Replacing checkout lanes with sensors and cash registers with swiveling iPads (frictionless shopping is the term of art here) makes for a novel shopping experience, one that Amazon hopes will help it gather shopper data to increase profits. Shoppers pay via the bank account attached to their Amazon profile, and each purchase is recorded and analyzed for insights into their behaviors and preferences. A sophisticated camera system—using the same technology that steers self-driving cars—monitors shoppers’ movements within the store. Even what they don’t do is recorded: For example, customers who pick up a carton of milk and then set it aside for a less expensive brand could have coupons sent to them.
Arguments against uploading the grocery store to the cloud include potential job losses for cashiers and baggers, but also cybersecurity and IT failures, particularly during disasters. Imagine dozens of shoppers running for sensors in the panicked hours ahead of tornadoes or winter storms. (Amazon has said its Go stores can handle an influx of shoppers, up to fire code.)
A December report from the United Kingdom also raised the issue of surveillance and abuse. Couples with shared bank accounts can easily track each other’s purchases in a cashless economy, which could make it easier for abusers to harass their spouse.
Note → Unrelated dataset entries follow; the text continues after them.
PR #914, opened 2016-01-11
Refactor STACKED_SCALE (originally STACKED)

kanitw:
- Rename STACKED to STACKED_SCALE to avoid confusion since the data source sums data for scale while the actual stack layout is applied inline.

- Remove the unnecessary max calculation in STACKED_SCALE since scale would automatically calculate max anyway.  

@arvind @domoritz


kanitw:
Just resolved conflicts… now mergable

PR #2472, opened 2017-06-07
Cleaner approach for SelectionDomain

### LINKED ISSUE #2470: Why SelectionDomain doesn't require selection?
From the type guard in `src/scale.ts`
```
export function isSelectionDomain(domain: Domain): domain is SelectionDomain {
  return domain && domain['selection'];
}
```
SelectionDomain should have `selection`. 

However, its declaration does not require `selection`. 

```
export type SelectionDomain = {signal?: string, selection?: string, field?: string, encoding?: string};
```

Any reason for this?

arvind:
In 77ff32c, we introduced a hack to allow scale domains to be parameterized by selections. The motivation for the hack still persists: scales are parsed before selections, but we need selections to be parsed in order to find their component in the model tree. 

However, rather than polluting our type/interface definitions, this PR resolves #2470 by piggybacking off `scale.domainRaw` using a special key (`SELECTION_DOMAIN`). If this key is found during scale assembly, it is replaced with the correct expression function. 

(The circular dependency issue we experienced in 77ff32c seems to have resolved itself, phew!). 

Because this is still somewhat hacky, I've also added tests to ensure that the correct things are happening at both scale parsing and assembly.

### DIFF
--- a/src/compile/scale/assemble.ts
+++ b/src/compile/scale/assemble.ts
@@ -8,12 +8,17 @@ import {isRawSelectionDomain, scaleDomain} from '../selection/selection';
 
 export function assembleScale(model: Model) {
     return vals(model.component.scales).map(scale => {
-      // Correct any raw selection domains.
+      // As scale parsing occurs before selection parsing, a temporary signal
+      // is used for domainRaw. Here, we detect if this temporary signal
+      // is set, and replace it with the correct domainRaw signal.
+      // For more information, see isRawSelectionDomain in selection.ts.
       if (scale.domainRaw && isRawSelectionDomain(scale.domainRaw)) {
         scale.domainRaw = scaleDomain(model, scale.domainRaw);
       }
 
-      // Correct references to data
+      // Correct references to data as the original domain's data was determined
+      // in parseScale, which happens before parseData. Thus the original data
+      // reference can be incorrect.
       const domain = scale.domain;
       if (isDataRefDomain(domain) || isFieldRefUnionDomain(domain)) {
         domain.data = model.lookupDataSource(domain.data);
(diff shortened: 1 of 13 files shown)


src/compile/scale/parse.ts
```diff
@@ -53,8 +55,11 @@ export function parseScale(model: UnitModel, channel: Channel) {
     range: parseRange(scale)
   };
 
+  // See comment in selection.ts for why such a hack is necessary.
```
kanitw: This comment won't be clear for reader what is the hack here. 

Maybe add a comment right above the signal line to say that the signal there is not a proper signal name but r rather a temporary name that will be replaced later (and see comment for `isRawSelectionDomain` in selection.ts for more details)?

src/compile/scale/assemble.ts
```diff
@@ -4,37 +4,16 @@ import {isSelectionDomain} from '../../scale';
...
-          log.warn('Use "bind": "scales" to setup a binding for scales and selections within the same view.');
-        } else {
-          selCmpt = model.getSelectionComponent(selName);
-          scale.domainRaw = {
-            signal: (selCmpt.type === 'interval' ? 'vlIntervalDomain' : 'vlPointDomain') +
-            `(${stringValue(selCmpt.name + '_store')}, ${stringValue(raw.encoding)}, ${stringValue(raw.field)}, ` +
-            `${stringValue(SELECTION_OPS[selCmpt.resolve])})`
-          };
-        }
+      // Correct any raw selection domains.
```
kanitw: // Correct any raw selection domains since the original `domainRaw` value was determined in `parseScale`, which happens before `parseSelection`. Thus the original `domainRaw` value can be incorrect.

src/compile/scale/assemble.ts
```diff
@@ -4,37 +4,16 @@ import {isSelectionDomain} from '../../scale';
...
+      if (scale.domainRaw && isRawSelectionDomain(scale.domainRaw)) {
+        scale.domainRaw = scaleDomain(model, scale.domainRaw);
       }
 
-      // correct references to data
+      // Correct references to data
```
kanitw: // Correct references to data as the original `domain`'s `data` was determined in `parseScale`, which happens before `parseData`. Thus the original data reference can be incorrect.

arvind:
Requested changes made with e019daf.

Still, cashless is catching on. A second Amazon Go location in the Financial District, a few blocks west, opened this week. Walmart and Tesco are exploring similar cashless stores. The popular fast-casual restaurant Sweetgreen, the men’s retailer Bonobos, and the Drybar hair salon have all sworn off paper bills, advising employees to simply turn people away if they can’t pay digitally. Visa just awarded 50 small businesses, almost all of them fast-casual food spots, $10,000 each for winning its “cashless challenge.”
“We’re going cashless to keep up with the Millennial trend,” one chirpy winner says in Visa’s promotional YouTube clip. The winners value a post-cash setup because it makes for faster transactions and fewer trips to the bank, they say. “No one likes cash,” one owner concludes. “And we don’t like cash.”
Killing cash makes billions for credit-card companies. “Card swipe” fees, a roughly 1 percent charge that retailers pay to banks when shoppers pay using credit and debit cards, earned Visa and Mastercard about $43 billion last year, according to The Wall Street Journal. Shifting businesses toward “frictionless” card-only pay models is an enormous moneymaker, especially in high-volume food spots where people want to get in and get out as rapidly as possible.
It’s a quick and convenient design, and customers may not know that billions of dollars in invisible micro-charges are motivating the shift to “tap to pay” stores popping up in their neighborhood. But while the distinction between cash and money may be irrelevant to a new crop of Millennial-focused restaurant owners, some lawmakers are arguing that cashless design is classist. In November, the New York City councilman Ritchie Torres introduced a bill to ban all types of cashless retailers, Go stores, and restaurants. Similar bills have been introduced in Philadelphia and D.C. Chicago’s attempt at a ban failed.
“In some ways, making a card a requirement for consumption is analogous to making identification a requirement for voting,” Torres told Grubstreet last month. “The effect is the same: It disempowers communities of color.”
Seventeen percent of all black households and 14 percent of all Hispanic households had no bank account in 2017, according to a report from the FDIC. Some have poor credit; some work jobs where they’re paid only in cash. Cashlessness isn’t an option for them. Similar to how Go shoppers can’t get beyond the lobby without an app and an Amazon account, cashless stores, Torres says, create public spaces that all but bar low-income people from entry. The unbanked have two choices: Join a digital economy via the traditional banking institutions or disappear from these new spaces.
It will be interesting to see the how a cashless society helps or hinders people with even fewer resources. Consider the U.K.’s Greater Change pilot in August, supported by Oxford University’s Said Business School. The purpose of the pilot was to allow for cashless donations to the homeless. The charity offered lanyards to homeless people, each with an attached barcode. Simply scanning your phone over the person’s QR code sent a small amount of money to them.
Programs like these may result in a bump in donors, but there could also be stigma associated with redeeming the lanyards. If history is any indication, the effects of these technological changes on society’s most vulnerable people won’t be considered until they’ve become a reality.